Stored data:
- - - - -

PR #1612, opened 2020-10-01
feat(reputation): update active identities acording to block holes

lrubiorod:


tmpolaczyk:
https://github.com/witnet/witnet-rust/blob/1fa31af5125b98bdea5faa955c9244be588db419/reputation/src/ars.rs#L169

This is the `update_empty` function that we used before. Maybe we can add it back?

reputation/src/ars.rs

- - - - -

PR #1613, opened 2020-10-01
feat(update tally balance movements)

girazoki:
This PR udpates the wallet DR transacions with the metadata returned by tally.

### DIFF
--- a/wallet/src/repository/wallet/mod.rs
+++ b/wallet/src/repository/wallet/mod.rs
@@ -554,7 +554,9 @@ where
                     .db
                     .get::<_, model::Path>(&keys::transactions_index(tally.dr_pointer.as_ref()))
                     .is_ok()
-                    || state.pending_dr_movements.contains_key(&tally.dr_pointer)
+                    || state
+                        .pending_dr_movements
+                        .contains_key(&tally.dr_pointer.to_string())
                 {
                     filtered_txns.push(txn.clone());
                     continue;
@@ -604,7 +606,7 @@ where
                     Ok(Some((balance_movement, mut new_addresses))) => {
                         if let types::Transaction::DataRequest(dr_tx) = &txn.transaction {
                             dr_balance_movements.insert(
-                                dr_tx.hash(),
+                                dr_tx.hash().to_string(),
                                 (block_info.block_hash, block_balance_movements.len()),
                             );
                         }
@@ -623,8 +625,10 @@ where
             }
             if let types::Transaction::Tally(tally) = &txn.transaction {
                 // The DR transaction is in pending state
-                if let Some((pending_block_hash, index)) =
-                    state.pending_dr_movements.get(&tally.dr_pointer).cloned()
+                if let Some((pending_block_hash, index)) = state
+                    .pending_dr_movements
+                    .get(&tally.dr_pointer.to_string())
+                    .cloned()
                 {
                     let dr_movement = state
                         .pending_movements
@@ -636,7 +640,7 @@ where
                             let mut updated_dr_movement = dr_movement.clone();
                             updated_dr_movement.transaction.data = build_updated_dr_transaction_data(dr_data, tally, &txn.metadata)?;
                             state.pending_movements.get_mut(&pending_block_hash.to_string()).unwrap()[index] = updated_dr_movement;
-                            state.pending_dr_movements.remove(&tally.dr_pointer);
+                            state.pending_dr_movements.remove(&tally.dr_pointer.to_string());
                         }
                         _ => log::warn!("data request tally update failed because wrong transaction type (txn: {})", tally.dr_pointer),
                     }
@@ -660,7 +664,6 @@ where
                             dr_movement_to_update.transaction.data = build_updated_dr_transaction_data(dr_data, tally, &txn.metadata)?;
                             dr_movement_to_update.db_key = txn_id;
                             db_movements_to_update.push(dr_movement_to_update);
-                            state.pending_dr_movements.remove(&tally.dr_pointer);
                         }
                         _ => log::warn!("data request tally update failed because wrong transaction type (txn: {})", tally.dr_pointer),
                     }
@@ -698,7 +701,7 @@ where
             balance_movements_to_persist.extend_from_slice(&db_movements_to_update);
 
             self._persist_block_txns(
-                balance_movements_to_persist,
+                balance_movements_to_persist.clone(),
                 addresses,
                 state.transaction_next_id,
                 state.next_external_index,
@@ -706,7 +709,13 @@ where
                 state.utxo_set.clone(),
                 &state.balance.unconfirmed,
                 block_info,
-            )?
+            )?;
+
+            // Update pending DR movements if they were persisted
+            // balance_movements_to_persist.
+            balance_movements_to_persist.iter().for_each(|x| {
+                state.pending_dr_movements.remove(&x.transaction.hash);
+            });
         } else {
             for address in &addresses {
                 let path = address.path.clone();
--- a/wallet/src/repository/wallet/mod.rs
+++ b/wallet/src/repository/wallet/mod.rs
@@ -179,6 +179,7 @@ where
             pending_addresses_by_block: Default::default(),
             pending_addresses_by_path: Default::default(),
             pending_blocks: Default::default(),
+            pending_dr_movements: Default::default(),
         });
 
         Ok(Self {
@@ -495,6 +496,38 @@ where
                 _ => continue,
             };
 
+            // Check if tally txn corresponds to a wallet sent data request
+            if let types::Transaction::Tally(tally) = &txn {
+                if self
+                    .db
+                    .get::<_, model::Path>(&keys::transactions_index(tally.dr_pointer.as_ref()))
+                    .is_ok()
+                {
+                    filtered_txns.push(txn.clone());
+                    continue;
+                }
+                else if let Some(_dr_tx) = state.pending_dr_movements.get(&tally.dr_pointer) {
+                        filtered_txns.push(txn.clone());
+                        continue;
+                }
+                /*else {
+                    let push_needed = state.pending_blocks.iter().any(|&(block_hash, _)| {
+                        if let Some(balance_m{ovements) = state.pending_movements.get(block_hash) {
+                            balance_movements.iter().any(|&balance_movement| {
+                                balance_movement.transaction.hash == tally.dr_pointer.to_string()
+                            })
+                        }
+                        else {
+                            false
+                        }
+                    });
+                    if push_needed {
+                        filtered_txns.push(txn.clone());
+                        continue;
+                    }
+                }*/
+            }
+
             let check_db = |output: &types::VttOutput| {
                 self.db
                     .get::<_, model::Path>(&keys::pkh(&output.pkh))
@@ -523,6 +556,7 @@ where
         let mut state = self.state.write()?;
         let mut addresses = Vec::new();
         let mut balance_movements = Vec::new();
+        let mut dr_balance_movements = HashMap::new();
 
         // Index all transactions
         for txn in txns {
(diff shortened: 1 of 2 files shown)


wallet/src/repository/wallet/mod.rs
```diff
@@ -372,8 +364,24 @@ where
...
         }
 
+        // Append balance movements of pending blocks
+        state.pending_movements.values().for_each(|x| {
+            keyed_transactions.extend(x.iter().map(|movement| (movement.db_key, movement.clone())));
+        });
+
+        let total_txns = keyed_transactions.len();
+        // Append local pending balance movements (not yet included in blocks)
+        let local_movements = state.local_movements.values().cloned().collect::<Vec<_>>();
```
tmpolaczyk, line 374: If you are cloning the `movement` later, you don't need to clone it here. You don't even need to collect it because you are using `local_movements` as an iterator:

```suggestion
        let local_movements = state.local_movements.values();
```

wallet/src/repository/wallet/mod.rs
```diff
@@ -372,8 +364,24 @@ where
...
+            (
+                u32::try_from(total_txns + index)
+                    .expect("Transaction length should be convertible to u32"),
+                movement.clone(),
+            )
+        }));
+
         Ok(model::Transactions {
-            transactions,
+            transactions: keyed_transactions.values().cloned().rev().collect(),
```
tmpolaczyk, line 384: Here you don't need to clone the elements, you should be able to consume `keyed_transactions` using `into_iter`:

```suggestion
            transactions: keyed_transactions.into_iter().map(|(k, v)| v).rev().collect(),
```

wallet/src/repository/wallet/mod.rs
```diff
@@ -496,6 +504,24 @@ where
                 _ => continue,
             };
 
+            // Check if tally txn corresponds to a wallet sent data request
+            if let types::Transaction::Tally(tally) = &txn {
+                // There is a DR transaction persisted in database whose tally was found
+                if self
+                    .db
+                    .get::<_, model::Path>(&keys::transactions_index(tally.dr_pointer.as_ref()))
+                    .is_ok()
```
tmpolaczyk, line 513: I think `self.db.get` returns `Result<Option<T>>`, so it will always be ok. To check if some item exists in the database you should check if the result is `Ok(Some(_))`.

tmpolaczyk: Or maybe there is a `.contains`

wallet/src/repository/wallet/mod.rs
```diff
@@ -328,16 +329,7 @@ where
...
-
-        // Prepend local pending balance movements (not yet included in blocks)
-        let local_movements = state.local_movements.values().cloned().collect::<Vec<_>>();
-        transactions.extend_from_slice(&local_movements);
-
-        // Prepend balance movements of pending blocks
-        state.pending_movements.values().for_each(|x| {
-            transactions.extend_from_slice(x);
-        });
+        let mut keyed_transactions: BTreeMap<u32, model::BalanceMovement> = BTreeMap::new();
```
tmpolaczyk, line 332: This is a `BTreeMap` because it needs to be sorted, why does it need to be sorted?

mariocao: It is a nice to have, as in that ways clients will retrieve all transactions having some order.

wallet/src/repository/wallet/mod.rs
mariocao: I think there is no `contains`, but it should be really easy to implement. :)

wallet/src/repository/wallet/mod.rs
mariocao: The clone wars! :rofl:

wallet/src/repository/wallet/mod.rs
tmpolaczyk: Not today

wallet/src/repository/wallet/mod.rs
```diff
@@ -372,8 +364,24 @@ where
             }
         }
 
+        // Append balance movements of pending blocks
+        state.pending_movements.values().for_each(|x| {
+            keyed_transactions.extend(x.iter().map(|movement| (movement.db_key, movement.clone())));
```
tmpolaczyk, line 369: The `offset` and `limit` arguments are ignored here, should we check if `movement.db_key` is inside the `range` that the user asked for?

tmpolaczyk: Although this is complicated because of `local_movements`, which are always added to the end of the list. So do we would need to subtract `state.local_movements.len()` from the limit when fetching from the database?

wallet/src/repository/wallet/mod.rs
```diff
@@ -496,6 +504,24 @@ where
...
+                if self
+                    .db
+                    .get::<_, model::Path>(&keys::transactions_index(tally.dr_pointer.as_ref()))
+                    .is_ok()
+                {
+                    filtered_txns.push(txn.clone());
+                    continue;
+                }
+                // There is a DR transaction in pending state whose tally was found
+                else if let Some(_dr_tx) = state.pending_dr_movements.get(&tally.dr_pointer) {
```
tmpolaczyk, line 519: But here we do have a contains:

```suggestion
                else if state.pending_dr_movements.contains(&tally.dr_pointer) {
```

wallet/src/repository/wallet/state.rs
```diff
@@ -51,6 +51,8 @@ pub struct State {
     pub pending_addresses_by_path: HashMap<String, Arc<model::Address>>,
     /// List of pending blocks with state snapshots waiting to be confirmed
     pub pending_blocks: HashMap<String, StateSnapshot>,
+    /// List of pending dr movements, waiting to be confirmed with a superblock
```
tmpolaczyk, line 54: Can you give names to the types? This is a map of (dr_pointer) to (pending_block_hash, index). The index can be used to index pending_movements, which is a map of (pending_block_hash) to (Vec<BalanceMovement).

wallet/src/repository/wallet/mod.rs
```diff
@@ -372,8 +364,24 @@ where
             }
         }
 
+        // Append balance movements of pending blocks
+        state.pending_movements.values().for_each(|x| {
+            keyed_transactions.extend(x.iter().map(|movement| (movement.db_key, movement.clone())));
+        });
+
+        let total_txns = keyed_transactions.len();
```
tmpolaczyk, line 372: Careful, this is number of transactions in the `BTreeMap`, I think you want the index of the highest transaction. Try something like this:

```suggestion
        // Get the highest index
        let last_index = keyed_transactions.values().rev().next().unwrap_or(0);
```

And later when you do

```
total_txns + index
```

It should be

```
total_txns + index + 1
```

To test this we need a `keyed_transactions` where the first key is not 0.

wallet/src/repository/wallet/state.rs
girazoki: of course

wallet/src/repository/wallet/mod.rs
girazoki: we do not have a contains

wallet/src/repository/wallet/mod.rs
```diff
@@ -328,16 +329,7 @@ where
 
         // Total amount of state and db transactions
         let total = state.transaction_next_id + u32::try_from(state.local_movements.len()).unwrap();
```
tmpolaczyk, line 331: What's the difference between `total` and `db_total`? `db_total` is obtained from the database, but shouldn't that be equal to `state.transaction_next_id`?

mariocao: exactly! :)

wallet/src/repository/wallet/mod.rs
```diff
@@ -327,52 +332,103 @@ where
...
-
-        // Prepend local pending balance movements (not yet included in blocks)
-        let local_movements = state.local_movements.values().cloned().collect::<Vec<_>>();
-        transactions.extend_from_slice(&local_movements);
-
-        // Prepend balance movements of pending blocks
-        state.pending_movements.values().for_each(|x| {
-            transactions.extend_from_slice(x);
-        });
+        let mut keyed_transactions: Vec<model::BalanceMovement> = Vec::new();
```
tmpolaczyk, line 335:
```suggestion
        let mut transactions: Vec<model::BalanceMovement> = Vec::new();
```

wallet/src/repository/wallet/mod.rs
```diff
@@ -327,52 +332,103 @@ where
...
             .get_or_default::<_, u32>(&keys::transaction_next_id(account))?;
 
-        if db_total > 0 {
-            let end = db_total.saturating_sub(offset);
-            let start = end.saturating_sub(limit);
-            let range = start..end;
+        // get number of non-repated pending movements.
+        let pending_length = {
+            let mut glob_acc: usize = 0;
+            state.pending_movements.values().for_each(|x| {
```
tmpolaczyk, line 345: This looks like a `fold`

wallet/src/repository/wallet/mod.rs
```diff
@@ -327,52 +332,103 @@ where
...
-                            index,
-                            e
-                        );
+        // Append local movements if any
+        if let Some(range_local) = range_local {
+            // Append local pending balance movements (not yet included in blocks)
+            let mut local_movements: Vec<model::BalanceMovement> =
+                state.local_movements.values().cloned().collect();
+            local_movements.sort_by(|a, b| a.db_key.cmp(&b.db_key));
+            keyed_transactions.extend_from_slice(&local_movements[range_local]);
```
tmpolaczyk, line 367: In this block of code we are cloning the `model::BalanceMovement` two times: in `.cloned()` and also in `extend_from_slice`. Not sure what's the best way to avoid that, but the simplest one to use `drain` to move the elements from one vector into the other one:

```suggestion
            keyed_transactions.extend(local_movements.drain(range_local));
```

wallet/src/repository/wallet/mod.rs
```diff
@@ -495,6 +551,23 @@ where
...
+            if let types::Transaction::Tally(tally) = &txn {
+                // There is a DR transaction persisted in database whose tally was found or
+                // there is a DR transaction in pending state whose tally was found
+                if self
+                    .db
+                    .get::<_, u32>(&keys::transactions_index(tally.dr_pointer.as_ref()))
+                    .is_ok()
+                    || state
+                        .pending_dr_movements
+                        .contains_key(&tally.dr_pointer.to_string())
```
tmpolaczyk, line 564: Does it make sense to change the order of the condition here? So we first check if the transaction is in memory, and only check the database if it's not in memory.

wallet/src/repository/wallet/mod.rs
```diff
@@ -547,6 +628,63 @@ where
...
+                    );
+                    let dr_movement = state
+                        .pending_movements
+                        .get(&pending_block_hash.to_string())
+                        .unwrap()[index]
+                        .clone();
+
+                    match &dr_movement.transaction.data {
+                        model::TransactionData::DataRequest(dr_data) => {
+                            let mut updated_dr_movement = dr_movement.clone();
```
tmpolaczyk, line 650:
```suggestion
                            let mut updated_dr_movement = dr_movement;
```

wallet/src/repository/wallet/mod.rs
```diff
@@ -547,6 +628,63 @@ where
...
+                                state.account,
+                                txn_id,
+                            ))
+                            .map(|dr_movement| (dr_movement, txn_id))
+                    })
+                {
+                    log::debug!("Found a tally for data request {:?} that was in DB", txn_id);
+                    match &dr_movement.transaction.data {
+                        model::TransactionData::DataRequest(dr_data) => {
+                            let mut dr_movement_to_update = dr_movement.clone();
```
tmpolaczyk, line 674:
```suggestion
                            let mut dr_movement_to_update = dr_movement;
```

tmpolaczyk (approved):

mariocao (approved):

- - - - -

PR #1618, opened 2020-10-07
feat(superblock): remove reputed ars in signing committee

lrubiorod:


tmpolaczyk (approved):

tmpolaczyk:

- - - - -

» About this task
Return each line of the data above that includes the word "reputation".

» Written answer
feat(reputation): update active identities acording to block holes
https://github.com/witnet/witnet-rust/blob/1fa31af5125b98bdea5faa955c9244be588db419/reputation/src/ars.rs#L169
reputation/src/ars.rs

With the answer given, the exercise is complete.